• [Task input]
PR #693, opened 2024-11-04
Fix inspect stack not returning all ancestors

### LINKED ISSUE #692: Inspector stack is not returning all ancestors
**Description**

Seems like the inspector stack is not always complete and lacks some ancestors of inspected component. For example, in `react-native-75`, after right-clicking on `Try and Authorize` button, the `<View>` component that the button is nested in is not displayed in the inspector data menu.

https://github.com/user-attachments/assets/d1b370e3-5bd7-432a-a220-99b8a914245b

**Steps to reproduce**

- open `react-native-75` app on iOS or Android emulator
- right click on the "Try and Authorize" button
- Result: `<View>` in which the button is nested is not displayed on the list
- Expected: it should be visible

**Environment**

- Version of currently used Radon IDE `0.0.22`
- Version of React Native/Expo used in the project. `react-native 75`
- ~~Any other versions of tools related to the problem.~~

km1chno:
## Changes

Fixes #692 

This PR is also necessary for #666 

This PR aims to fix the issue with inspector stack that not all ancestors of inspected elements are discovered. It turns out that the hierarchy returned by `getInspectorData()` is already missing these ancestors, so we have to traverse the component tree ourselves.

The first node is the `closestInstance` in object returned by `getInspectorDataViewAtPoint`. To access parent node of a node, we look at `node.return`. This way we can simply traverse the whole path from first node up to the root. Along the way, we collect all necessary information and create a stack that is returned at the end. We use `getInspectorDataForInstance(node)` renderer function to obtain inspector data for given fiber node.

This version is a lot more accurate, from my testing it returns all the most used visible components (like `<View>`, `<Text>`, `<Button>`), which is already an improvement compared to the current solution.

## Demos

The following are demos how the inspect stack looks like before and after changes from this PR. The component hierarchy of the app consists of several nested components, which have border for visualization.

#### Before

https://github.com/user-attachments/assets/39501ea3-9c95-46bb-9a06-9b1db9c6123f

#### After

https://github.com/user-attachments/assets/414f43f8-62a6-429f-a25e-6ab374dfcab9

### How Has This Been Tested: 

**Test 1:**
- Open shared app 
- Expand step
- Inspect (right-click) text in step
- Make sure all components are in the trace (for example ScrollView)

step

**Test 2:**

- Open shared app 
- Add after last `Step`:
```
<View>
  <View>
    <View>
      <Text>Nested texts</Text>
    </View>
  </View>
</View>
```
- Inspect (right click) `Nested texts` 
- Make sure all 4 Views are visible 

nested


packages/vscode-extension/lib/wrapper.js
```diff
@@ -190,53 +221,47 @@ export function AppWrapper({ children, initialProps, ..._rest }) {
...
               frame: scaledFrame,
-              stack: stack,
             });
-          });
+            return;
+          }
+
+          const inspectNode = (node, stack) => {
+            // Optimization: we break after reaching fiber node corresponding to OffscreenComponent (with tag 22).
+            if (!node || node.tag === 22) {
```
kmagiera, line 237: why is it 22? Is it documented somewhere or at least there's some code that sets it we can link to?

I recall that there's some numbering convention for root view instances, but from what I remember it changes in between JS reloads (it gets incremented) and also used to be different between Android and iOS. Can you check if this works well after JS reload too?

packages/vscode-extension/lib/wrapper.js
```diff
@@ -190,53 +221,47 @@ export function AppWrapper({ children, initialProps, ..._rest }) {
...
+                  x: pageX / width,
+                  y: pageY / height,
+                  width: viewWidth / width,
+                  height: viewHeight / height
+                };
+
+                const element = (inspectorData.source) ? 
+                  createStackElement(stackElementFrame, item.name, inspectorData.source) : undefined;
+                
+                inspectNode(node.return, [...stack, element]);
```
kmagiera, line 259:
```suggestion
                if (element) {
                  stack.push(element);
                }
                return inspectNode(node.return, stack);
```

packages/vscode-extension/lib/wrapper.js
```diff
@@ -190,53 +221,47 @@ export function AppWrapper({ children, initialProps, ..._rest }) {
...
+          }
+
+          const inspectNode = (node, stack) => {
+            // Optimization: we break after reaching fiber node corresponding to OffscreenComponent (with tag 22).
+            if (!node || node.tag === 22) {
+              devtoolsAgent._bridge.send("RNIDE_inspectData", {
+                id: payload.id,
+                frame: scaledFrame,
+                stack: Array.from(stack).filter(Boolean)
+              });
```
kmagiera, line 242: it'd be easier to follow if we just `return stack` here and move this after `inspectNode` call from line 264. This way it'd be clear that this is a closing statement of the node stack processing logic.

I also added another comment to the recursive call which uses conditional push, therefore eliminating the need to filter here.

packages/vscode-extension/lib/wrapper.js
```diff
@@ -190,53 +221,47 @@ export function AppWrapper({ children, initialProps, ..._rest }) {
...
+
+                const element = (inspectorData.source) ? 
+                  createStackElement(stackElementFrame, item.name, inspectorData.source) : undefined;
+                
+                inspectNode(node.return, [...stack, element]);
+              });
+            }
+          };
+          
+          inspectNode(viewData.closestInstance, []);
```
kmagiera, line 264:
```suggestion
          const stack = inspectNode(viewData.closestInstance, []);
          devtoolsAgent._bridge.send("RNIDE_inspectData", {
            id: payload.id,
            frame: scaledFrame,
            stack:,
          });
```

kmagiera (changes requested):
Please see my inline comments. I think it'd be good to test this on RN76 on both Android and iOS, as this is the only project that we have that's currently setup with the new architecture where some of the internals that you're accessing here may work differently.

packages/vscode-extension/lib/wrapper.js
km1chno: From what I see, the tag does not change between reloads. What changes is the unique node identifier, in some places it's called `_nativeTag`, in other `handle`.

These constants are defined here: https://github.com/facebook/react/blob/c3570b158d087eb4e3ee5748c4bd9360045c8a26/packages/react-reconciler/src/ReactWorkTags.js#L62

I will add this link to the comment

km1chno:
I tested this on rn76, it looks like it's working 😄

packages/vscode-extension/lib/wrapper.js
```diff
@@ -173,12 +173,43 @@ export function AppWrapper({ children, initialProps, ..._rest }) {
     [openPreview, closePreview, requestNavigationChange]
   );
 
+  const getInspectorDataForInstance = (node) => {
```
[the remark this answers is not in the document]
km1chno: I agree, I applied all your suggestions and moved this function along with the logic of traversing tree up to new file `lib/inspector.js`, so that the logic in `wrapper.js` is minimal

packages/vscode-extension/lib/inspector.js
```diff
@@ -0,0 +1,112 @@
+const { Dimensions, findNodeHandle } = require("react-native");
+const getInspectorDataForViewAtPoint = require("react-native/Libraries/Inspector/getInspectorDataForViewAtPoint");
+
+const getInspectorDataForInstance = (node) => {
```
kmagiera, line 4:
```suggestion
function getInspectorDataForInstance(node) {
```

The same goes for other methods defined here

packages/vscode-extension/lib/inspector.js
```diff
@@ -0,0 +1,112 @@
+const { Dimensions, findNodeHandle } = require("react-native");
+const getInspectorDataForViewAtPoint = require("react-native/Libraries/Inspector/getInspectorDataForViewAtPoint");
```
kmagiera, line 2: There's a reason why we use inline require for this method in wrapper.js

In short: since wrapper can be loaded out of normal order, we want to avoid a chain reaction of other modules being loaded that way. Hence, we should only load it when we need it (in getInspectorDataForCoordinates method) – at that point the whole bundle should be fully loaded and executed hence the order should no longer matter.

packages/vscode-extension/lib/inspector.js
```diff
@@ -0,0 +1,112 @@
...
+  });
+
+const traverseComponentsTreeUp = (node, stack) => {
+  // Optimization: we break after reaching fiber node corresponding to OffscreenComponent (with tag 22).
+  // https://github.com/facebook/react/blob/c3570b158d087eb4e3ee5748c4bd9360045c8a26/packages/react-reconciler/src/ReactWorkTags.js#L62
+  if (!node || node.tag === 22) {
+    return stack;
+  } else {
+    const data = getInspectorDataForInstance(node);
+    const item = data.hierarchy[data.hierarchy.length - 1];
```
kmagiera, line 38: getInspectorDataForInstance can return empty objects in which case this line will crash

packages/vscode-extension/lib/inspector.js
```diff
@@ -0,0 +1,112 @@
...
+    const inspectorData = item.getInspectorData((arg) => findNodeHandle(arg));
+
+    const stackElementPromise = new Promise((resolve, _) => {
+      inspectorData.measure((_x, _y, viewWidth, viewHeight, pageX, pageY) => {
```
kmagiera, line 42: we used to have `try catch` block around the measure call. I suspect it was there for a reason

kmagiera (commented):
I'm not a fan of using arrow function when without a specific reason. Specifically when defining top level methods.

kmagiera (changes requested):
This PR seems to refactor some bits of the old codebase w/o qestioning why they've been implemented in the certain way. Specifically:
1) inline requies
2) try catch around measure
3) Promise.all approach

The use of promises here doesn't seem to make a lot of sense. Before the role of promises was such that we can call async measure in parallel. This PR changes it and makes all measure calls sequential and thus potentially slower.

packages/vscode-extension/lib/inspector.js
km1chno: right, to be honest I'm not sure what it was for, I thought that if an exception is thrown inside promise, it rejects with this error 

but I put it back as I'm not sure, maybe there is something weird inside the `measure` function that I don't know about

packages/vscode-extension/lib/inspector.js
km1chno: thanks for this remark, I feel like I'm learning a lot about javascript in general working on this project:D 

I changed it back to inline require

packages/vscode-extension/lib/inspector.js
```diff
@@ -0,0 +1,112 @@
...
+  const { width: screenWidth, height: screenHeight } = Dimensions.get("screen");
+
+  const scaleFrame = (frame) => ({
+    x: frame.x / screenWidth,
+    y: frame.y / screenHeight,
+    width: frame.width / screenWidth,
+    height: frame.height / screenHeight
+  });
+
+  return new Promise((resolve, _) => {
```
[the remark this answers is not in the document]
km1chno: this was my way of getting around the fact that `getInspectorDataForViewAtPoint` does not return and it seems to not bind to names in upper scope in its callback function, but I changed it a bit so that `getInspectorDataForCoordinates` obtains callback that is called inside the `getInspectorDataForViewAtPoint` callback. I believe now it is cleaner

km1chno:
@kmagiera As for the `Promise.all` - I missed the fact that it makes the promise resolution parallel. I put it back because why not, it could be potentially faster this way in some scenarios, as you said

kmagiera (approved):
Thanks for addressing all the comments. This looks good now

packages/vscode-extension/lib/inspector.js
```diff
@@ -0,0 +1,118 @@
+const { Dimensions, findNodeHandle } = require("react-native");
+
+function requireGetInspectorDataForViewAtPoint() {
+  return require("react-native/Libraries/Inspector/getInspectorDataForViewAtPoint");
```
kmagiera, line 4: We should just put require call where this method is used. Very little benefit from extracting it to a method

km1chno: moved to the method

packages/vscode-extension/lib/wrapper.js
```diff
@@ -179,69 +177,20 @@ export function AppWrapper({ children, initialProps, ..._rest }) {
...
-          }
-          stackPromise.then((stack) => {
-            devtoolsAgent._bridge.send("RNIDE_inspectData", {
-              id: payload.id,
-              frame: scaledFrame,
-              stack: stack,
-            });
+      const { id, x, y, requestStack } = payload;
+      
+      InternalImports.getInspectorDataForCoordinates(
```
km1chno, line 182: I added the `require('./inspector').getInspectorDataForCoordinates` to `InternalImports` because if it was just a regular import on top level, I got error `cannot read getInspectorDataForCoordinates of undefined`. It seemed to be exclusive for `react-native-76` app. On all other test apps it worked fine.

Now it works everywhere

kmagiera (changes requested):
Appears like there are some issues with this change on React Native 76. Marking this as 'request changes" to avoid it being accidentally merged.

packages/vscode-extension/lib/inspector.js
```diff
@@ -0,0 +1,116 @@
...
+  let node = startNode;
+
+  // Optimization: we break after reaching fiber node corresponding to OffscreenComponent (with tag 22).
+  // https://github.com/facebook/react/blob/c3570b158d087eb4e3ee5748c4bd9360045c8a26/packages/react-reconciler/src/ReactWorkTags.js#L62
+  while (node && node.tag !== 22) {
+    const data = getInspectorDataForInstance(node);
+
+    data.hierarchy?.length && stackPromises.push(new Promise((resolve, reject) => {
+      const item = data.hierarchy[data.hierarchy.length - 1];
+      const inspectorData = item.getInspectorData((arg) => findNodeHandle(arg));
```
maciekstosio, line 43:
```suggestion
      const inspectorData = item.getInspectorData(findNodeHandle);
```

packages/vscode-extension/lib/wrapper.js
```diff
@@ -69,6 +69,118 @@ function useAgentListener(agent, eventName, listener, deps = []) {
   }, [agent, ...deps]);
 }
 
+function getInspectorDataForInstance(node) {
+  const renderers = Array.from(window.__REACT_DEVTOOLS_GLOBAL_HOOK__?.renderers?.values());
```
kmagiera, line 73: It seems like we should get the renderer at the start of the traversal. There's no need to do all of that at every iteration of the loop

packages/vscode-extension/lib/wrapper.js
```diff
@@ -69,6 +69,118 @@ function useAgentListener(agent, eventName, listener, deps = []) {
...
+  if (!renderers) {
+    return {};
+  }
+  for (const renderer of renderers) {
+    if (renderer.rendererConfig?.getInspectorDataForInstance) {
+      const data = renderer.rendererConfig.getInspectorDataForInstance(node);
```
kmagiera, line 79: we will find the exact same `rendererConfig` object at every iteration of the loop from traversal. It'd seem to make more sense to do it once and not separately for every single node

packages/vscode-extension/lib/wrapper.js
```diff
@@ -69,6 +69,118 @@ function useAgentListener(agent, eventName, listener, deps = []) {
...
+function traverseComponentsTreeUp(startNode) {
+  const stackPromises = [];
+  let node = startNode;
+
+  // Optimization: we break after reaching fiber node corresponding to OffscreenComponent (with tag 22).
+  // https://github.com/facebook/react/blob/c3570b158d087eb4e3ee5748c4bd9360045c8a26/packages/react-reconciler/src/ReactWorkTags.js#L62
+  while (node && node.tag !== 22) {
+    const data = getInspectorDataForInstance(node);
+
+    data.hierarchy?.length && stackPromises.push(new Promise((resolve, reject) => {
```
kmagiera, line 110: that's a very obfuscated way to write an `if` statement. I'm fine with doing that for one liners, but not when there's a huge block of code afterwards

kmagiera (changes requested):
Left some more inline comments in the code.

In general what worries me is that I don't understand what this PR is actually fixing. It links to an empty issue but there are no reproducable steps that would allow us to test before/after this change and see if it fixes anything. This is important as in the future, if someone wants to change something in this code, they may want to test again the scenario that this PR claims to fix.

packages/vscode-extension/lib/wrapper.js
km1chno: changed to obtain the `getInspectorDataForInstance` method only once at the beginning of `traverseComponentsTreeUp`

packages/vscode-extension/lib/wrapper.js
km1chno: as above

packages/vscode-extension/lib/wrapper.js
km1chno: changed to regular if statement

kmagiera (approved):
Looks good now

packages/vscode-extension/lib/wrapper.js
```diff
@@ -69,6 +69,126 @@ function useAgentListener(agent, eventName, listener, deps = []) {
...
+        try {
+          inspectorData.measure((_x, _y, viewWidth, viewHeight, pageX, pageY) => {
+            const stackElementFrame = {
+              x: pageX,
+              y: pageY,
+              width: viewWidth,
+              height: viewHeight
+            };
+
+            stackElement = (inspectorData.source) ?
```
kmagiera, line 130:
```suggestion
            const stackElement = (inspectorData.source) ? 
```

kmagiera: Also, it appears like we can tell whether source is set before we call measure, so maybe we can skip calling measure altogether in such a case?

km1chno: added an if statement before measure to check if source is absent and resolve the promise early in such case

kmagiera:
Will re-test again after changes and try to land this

==

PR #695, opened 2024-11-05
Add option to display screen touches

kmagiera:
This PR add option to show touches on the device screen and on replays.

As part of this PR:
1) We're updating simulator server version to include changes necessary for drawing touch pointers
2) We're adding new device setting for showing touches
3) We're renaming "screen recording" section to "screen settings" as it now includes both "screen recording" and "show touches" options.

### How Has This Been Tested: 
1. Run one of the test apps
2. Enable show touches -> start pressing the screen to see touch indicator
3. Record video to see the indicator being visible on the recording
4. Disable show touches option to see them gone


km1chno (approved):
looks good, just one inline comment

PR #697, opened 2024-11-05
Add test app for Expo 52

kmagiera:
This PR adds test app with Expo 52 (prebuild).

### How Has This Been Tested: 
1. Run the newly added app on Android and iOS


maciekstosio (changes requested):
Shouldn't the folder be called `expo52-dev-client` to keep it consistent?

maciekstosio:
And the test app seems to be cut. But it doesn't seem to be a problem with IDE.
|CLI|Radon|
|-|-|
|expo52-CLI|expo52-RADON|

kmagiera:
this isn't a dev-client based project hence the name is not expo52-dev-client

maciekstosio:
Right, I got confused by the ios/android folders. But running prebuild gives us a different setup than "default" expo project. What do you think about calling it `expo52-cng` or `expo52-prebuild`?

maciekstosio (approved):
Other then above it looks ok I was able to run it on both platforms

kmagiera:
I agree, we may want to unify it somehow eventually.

• [To do] Once you have found every line in the listing that holds the string "good", copy each of them.

• [Written solution]
Please see my inline comments. I think it'd be good to test this on RN76 on both Android and iOS, as this is the only project that we have that's currently setup with the new architecture where some of the internals that you're accessing here may work differently.
Thanks for addressing all the comments. This looks good now
Looks good now
looks good, just one inline comment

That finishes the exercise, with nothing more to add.